Optimizer: sgd                                     batch size      =       50
                                                   max epochs      =      100
                                                   loss tolerance  =  1.0e-04
                                                   learning rate   =  1.0e-01

Training ended:                                    epochs          =       21
                                                   start loss      = 0.287316
                                                   end loss        = 0.000616
------------------------------------------------------------------------------

I then perform in-sample prediction using the mlp2 predict command to evaluate the fit of the model. The option genvar(ypred) provides a stub for new variables holding the predicted class probabilities. The command will thus generate variables ypred_0 to ypred_9 of probability values that sum to 1. The digit with maximum probability will be the predicted one used for calculating the prediction accuracy. The accuracy itself is given by the proportion of correctly predicted digits in the sample.

. mlp2 predict, genvar(ypred)

Prediction accuracy: .9999833333333333

The reported in-sample prediction accuracy of about 1 shows that the model explains the training data almost perfectly. This itself is not enough indication for a good model fit. The model is so complex that it can easily overfit even large training samples. The important problem of designing and training efficient models without overfitting is, however, out of the scope of this blog.

Validating

. use http://www.stata.com/users/nbalov/datasets/mnist-test, clear
(Testing MNIST: 28x28 images with stacked pixel values v* in [0,1] range)
. mlp2 predict, genvar(ypred)

Prediction accuracy: .9742

The reported test prediction accuracy is about 0.97, so the test error is less than 3%. This is a reassuring result, inline with the performance of other similar classification models.
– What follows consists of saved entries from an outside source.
PR #10793, opened 2022-03-18
Fixes #10218: Resolved CodeClimate issues on models/user.rb

### LINKED ISSUE #10218: CodeClimate issues reported on models/user.rb

This is not a bug, but a wip-tracking issue about the `user.rb` file.
Accordingly to codeclimate we have multiple issues there that could be addressed one by one.

https://codeclimate.com/github/publiclab/plots2/app/models/user.rb/source#issue-f685bcbb6f822884dec234767db1861a

KarishmaVanwari:
Fixes #10218 

### DIFF
--- a/app/models/user.rb
+++ b/app/models/user.rb
@@ -38,10 +38,10 @@ class User < ActiveRecord::Base
     c.validates_format_of_login_field_options = { with: Authlogic::Regex::LOGIN, message: I18n.t('error_messages.login_invalid', default: "can only consist of alphabets, numbers, underscore '_', and hyphen '-'.") }
   end
 
-  has_attached_file :photo,
-                    styles: { thumb: '200x200#', medium: '500x500#', large: '800x800#' },
-                    url: '/public/system/profile/photos/:id/:style/:basename.:extension',
-                    path: ':rails_root/public/system/public/system/profile/photos/:id/:style/:filename'
+  has_attached_file :photo, 
+    styles: { thumb: '200x200#', medium: '500x500#', large: '800x800#' },
+    url: '/public/system/profile/photos/:id/:style/:basename.:extension',
+    path: ':rails_root/public/system/public/system/profile/photos/:id/:style/:filename'
 
   do_not_validate_attachment_file_type :photo_file_name
   # validates_attachment_content_type :photo_file_name, :content_type => %w(image/jpeg image/jpg image/png)
@@ -161,10 +161,10 @@ class User < ActiveRecord::Base
   end
 
   def normal_tags(limit = false)
-    tags(limit).select{ |tag| ! tag.name.include?(':') }
+    tags(limit).select { |tag| !tag.name.include?(':') }
   end
 
-  def tagnames(limit = 20, defaults = true)
+  def tagnames(limit = 20, _defaults = true)
     tagnames = []
     Node.includes(:tag).order('nid DESC').where(type: 'note', status: 1, uid: id).limit(limit).each do |node|
       tagnames += node.tags.collect(&:name)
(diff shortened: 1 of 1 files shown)


app/models/user.rb
```diff
@@ -161,10 +161,10 @@ def tags(limit = 10)
   end
 
   def normal_tags(limit = false)
-    tags(limit).select{ |tag| ! tag.name.include?(':') }
+    tags(limit).select { |tag| !tag.name.include?(':') }
   end
 
-  def tagnames(limit = 20, defaults = true)
+  def tagnames(limit = 20, _defaults = true)
```
brunoocasali, line 167: I'm not sure if this is related to something else, but `_defaults` is not used in the method, why keep it? 😄

app/models/user.rb
```diff
@@ -408,15 +409,15 @@ def generate_token
 
   class << self
     def search(query)
-      query = query.gsub('@',' ') # @ is a special char in full text search in MYSQL, and cannot be escaped; https://github.com/publiclab/plots2/issues/8344
-      query = query + '*' unless query.empty?
-      User.where('MATCH(bio, username) AGAINST(? IN BOOLEAN MODE)', "#{query}")
+      query = query.tr('@', ' ') # @ is a special char in full text search in MYSQL, and cannot be escaped; https://github.com/publiclab/plots2/issues/8344
+      query += '*' unless query.empty?
+      User.where('MATCH(bio, username) AGAINST(? IN BOOLEAN MODE)', query.to_s)
```
brunoocasali, line 414: A good practice that improves the readability of your code is breaking a line between the body of the function and their response.

```rb
def search(...)
   query = query.tr('@', ' ')
   query += '*' unless query.empty?
   
   User.where('MATCH(bio, username) AGAINST(? IN BOOLEAN MODE)', query)
end
```
When another developer reads, they will be aware that this is the implied return of the function.

brunoocasali: btw, I think you don't need the `.to_s` in the query call!

app/models/user.rb
```diff
@@ -493,8 +494,8 @@ def watching_location(nwlat, selat, nwlng, selng)
     end
   end
 
-  def recent_locations(limit = 5)
-    recent_nodes = self.nodes.includes(:tag)
+  def recent_locations(_limit = 5)
```
brunoocasali, line 497: In this case, you have the opportunity to use your argument:

```rb
...
.order(created: :desc)
.limit(limit)
```

brunoocasali (commented):
Hi, @KarishmaVanwari I made some suggestions, congratulations by the job :D

app/models/user.rb
KarishmaVanwari: Done!

app/models/user.rb
KarishmaVanwari: Codeclimate reported to use `to_s` instead of string interpolation, however, I've now removed it.

app/models/user.rb
KarishmaVanwari: Done!

KarishmaVanwari:
@brunoocasali I've made the changes as suggested. Hope it works. Thanks!

brunoocasali (approved):
Awesome @KarishmaVanwari :)
I'll let the real maintainers check out your branch.

And I think this does not fix entirely the issue, so I think you could remove the "Fixes xxxx" part :)

KarishmaVanwari:
@brunoocasali Done. Thanks!

jywarren (approved):
Very nice, thank you @KarishmaVanwari and @brunoocasali both!!!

See for example the [3-layer NN, 500+150 hidden units] model listed in the classification table in {http://yann.lecun.com/exdb/mnist}. The best performing classifiers have less than 0.5 error but employ substantially more elaborate models than the presented here.

It is instructive to look at some of the test digits that are missclassified. The indices of the missclassified records are saved in the matrix e(pred_err_ind). Some of them are 116, 152, 246, and 322. As seen from the predicted class probability vector, the test image 116 depicts the digit 4 but it is classified as 9.

. list y ypred* in 116

     +--------------------------------------------------------------------+
116. | y |  ypred_0 |  ypred_1 |  ypred_2 |  ypred_3 | ypred_4 |  ypred_5 |
     | 4 | 1.22e-08 | 4.05e-08 | 2.46e-06 | 1.51e-07 | .121335 | 8.60e-07 |
     |--------------------------------------------------------------------|
     |     ypred_6    |     ypred_7    |     ypred_8     |    ypred_9     |
     |    .0007171    |    5.11e-08    |    .0001033     |    .877841     |
     +--------------------------------------------------------------------+

By looking at test image 116 (Figure 3), we indeed see a resemblance with the digit 9, so it is not surprising the algorithm has been fooled. Similarly you can check that test image 152 depicts the digit 9 but it is classified as 8, test image 246 depicts the digit 39 but it is classified as 6, and t est image 322 depicts the digit 2 but it is classified as 7. I show these test images in Figure 3.

Figure 3: The incorrectly classified test images 115, 152, 246 and 322.

References

  1. Y. LeCun, L. Bottou, Y. Bengio, and P. Haffner (1998). Gradient-Based Learning Applied to Document Recognition. Proceedings of the IEEE, 86(11), 2278-2324.